There is no universal minimum. Under PMS rules the general minimum is ₹50 lakh, but co-investment portfolio managers are exempt from this threshold (and accredited investors have flexibility). AIF sidecars and syndicates set their own deal minimums—often lower than standard fund commitments. (apmiindia.org)
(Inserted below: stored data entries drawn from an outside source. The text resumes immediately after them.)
Issue #119, opened 2019-07-26
Simplify processing of Unhandled keystrokes


tlmii:
Currently, the `InputManager` uses a bunch of mappings in the static `KeyHandlers` class to make sure that unrecognized keystrokes (for instance, the media keys, the browser control keys, etc) don't cause anything to print in the REPL. For instance:

https://github.com/aspnet/HttpRepl/blob/d2e744a42b7a1b66fbd9a7eeef6d3e6170931815/src/Microsoft.Repl/Input/KeyHandlers.cs#L71

This became apparent when trying to move the `Microsoft.Repl` project to `netstandard1.3`, where most of those `ConsoleKey` values don't exist (they're in netstandard2.0 and in netcoreapp2.X and above). 

There are other keys that aren't in the current `ConsoleKey` and would cause this, they're just rare. But the `netstandard1.3` change makes that set of keys much larger and more likely to be hit (even accidentally). 

We need a better way to handle the full set of otherwise-unhandled unprintable characters. As I mentioned in https://github.com/aspnet/HttpRepl/pull/117#discussion_r307539557, one option would be to have our own `char.IsPrintable( ... )` implementation, based on something like `IsLetterOrDigit || IsPunctuation || IsSymbol || Environment.NewLine || ' '` but we would need to take care to get that right. Once we had that, if the `ConsoleKey` wasn't handled by `KeyHandlers`, and the character for that key didn't meet our definition of printable, then we could safely just ignore it.

I'm putting this issue in here to track this work since I think it is separate from the conversion of the library to netstandard1.3, but still very important.

sayedihashimi:
**Thank you for your interest in HttpRepl.**

This project has been deprecated, and the repository is now archived. As part of this transition, we are closing all open issues.
Please read the https://github.com/dotnet/HttpRepl/issues/701 for alternative recommendations.

PR #475, opened 2021-01-12
Drop null character-causing keystrokes

### LINKED ISSUE #472: Several characters are count twice
I'm running `5.0.2-preview.21057.1`, but I'm pretty sure this was also the case for `5.0.1`

There are several characters that count twice in terms of cursor movement.

Steps to reproduce:
- Type `C:\`
- Press `<Home>`
- Press `<End>`
- Press `<Backspace>` five times

Expected behavior: The cursor should be right before the `C` after `<Home>` and `<Backspace>` should remove three characters
Actual behavior: The cursor is within the prompt before the `>` and you can remove five characters including two from the prompt.

Steps to reproduce:
- Type `:\:\:\:\:\:\:\:\` (That is as many characters as there are in the `(Disconnected)> ` prompt)
- Press `<Backspace>` 32 times (or just hold it)

Expected behavior: The 16 characters should be removed
Actual behavior: The 16 characters as well as the 16 that form the prompt are removed and the prompt is invisible

httprepl-characters-twice

tlmii:
Resolves #472

This handles a specific case of #119 where the unprintable character coming through is the null character. This seems common enough (perhaps the most common of the scenarios highlighted by #119) to handle on its own.

### DIFF
--- a/src/Microsoft.Repl/Input/InputManager.cs
+++ b/src/Microsoft.Repl/Input/InputManager.cs
@@ -337,6 +337,15 @@ namespace Microsoft.Repl.Input
                     }
                     else
                     {
+                        // If we got here, we've processed all handlers we know for
+                        // key combinations. So anything else should have a valid
+                        // character or be the null character. If its the latter,
+                        // we just want to ignore it.
+                        if (keyPress.KeyChar == '\0')
+                        {
+                            continue;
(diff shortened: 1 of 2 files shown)


bzhu94 (approved):
Looks good!

PR #487, opened 2021-02-11
Switch to Directory.Packages.props and update one dependency

tlmii:
Needed to update a dependency in the test project for a security vulnerability, so I went ahead and switched to using Directory.Packages.props as well.


jimmylewis (approved):
LGTM

PR #533, opened 2021-11-16
Switch to servicing pools on release/6.0

jonfortescue:


tlmii (dismissed):

tlmii:
@jonfortescue I hit approve on this, but then noticed it was targeted at main, not release/6.0. I assume that wasn't intentional?

Also, just to confirm, making the changes to the arcade-supplied .yml files is ok to do (I generally don't touch anything in `/eng/common`.

jonfortescue:
Ah thank you for the good catch!

jonfortescue:
@tlmii Could you take another look at this?

tlmii (approved):

PR #557, opened 2022-06-04
Remove .NET 5.0 as it is out of support

tlmii:
.NET 5.0 reached [end of support](https://dotnet.microsoft.com/en-us/platform/support/policy/dotnet-core) last month, so we'll remove it as a target framework.


bzhu94 (approved):
LGTM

Q2. Are co-investors guaranteed the same terms as the fund?
Not automatically—you must negotiate/confirm it. However, policy direction and market practice in India increasingly require same terms and co-terminus exits to prevent conflicts. Always verify your term sheet/side letter. (Resolut Partners, NLS BLR)

Q3. Can Indian residents invest in US angel syndicates?
As of now, platforms indicate Indian residents generally cannot participate in US syndicates; domestic syndicates are enabled. Cross-border flows are subject to FEMA and platform policies. (help.angellist.com)

Q4. How are returns taxed?
Tax depends on the asset (unlisted equity vs listed securities vs real estate SPVs), holding period, and investor profile. Seek personalized advice; structures can influence capital gains rates, TDS, and withholding.

Q5. How do co-investments compare with REITs or listed funds?
Co-investments are concentrated and illiquid with bespoke terms. REITs/listed vehicles are diversified and liquid but offer less control. Choose based on your risk tolerance, horizon, and need for control vs convenience.


Final word for Indian investors

Co-investments can be a high-impact satellite to a core portfolio—especially if you already back quality AIF managers. Focus on alignment (same terms), process hygiene (CIPM/AIF compliance), and exit clarity. If a deal fails any of these, pass.

Sources & references:
SEBI Portfolio Managers Master Circular; SEBI circulars for PMs offering co-investment services; consultation/analysis on AIF co-investments and pari-passu rights; AngelList India documentation on syndicates, demat, and cross-border constraints. (lexcomply.com, Securities and Exchange Board of India, Resolut Partners, NLS BLR, Khaitan & Co, angellistindia.com, help.angellist.com)

Disclaimer: This article is for education, not investment advice. Evaluate each deal with licensed professionals.